= TASK =
An exact copy of the listing below is required.
Start of INPUT RECORDS
PR #12007, opened 2022-04-28
[CURA-9214] Can't export profiles, also fixes exporting materials

Joeydelarago:
selectedNameFilter is now an object instead of a string. The nameFilter has to be manually pulled out using the index in selectedNameFilter.

If only one filter is supplied to nameFilters, the index will always be -1. I assume this is because we are not selecting the file type in the Dialog, it just defaults to the only item. The workaround I've written will work even if this behaviour changes. 

FileDialog now uses currentFolder instead of folder.

CURA-9214

### DIFF
--- a/resources/qml/Preferences/Materials/MaterialsPage.qml
+++ b/resources/qml/Preferences/Materials/MaterialsPage.qml
@@ -246,7 +246,7 @@ UM.ManagementPage
                         break;
                 }
                 messageDialog.open();
-                CuraApplication.setDefaultPath("dialog_material_path", folder);
+                CuraApplication.setDefaultPath("dialog_material_path", currentFolder);
             }
         }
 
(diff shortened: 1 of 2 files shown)


resources/qml/Preferences/Materials/MaterialsPage.qml
```diff
@@ -259,7 +259,9 @@ UM.ManagementPage
             currentFolder: CuraApplication.getDefaultPath("dialog_material_path")
             onAccepted:
             {
-                const result = Cura.ContainerManager.exportContainer(base.currentItem.root_material_id, selectedNameFilter, selectedFile);
+                var nameFilterString = selectedNameFilter.index >= 0 ? nameFilters[selectedNameFilter.index] : nameFilters[0]
```
casperlamboo, line 262:
```suggestion
                const nameFilterString = selectedNameFilter.index >= 0 ? nameFilters[selectedNameFilter.index] : nameFilters[0];
```

resources/qml/Preferences/ProfilesPage.qml
```diff
@@ -354,8 +354,13 @@ UM.ManagementPage
             currentFolder: CuraApplication.getDefaultPath("dialog_profile_path")
             onAccepted:
             {
+
+                // If nameFilters contains only 1 item, the index of selectedNameFilter will always be -1
+                // This fetches the nameFilter at index selectedNameFilter.index if it is positive
+                var nameFilterString = selectedNameFilter.index >= 0 ? nameFilters[selectedNameFilter.index] : nameFilters[0]
```
casperlamboo, line 360:
```suggestion
                const nameFilterString = selectedNameFilter.index >= 0 ? nameFilters[selectedNameFilter.index] : nameFilters[0];
```

casperlamboo (approved):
End of INPUT RECORDS
= SOLUTION TO THIS EXERCISE =
PR #12007, opened 2022-04-28
[CURA-9214] Can't export profiles, also fixes exporting materials

Joeydelarago:
selectedNameFilter is now an object instead of a string. The nameFilter has to be manually pulled out using the index in selectedNameFilter.

If only one filter is supplied to nameFilters, the index will always be -1. I assume this is because we are not selecting the file type in the Dialog, it just defaults to the only item. The workaround I've written will work even if this behaviour changes. 

FileDialog now uses currentFolder instead of folder.

CURA-9214

### DIFF
--- a/resources/qml/Preferences/Materials/MaterialsPage.qml
+++ b/resources/qml/Preferences/Materials/MaterialsPage.qml
@@ -246,7 +246,7 @@ UM.ManagementPage
                         break;
                 }
                 messageDialog.open();
-                CuraApplication.setDefaultPath("dialog_material_path", folder);
+                CuraApplication.setDefaultPath("dialog_material_path", currentFolder);
             }
         }
 
(diff shortened: 1 of 2 files shown)


resources/qml/Preferences/Materials/MaterialsPage.qml
```diff
@@ -259,7 +259,9 @@ UM.ManagementPage
             currentFolder: CuraApplication.getDefaultPath("dialog_material_path")
             onAccepted:
             {
-                const result = Cura.ContainerManager.exportContainer(base.currentItem.root_material_id, selectedNameFilter, selectedFile);
+                var nameFilterString = selectedNameFilter.index >= 0 ? nameFilters[selectedNameFilter.index] : nameFilters[0]
```
casperlamboo, line 262:
```suggestion
                const nameFilterString = selectedNameFilter.index >= 0 ? nameFilters[selectedNameFilter.index] : nameFilters[0];
```

resources/qml/Preferences/ProfilesPage.qml
```diff
@@ -354,8 +354,13 @@ UM.ManagementPage
             currentFolder: CuraApplication.getDefaultPath("dialog_profile_path")
             onAccepted:
             {
+
+                // If nameFilters contains only 1 item, the index of selectedNameFilter will always be -1
+                // This fetches the nameFilter at index selectedNameFilter.index if it is positive
+                var nameFilterString = selectedNameFilter.index >= 0 ? nameFilters[selectedNameFilter.index] : nameFilters[0]
```
casperlamboo, line 360:
```suggestion
                const nameFilterString = selectedNameFilter.index >= 0 ? nameFilters[selectedNameFilter.index] : nameFilters[0];
```

casperlamboo (approved):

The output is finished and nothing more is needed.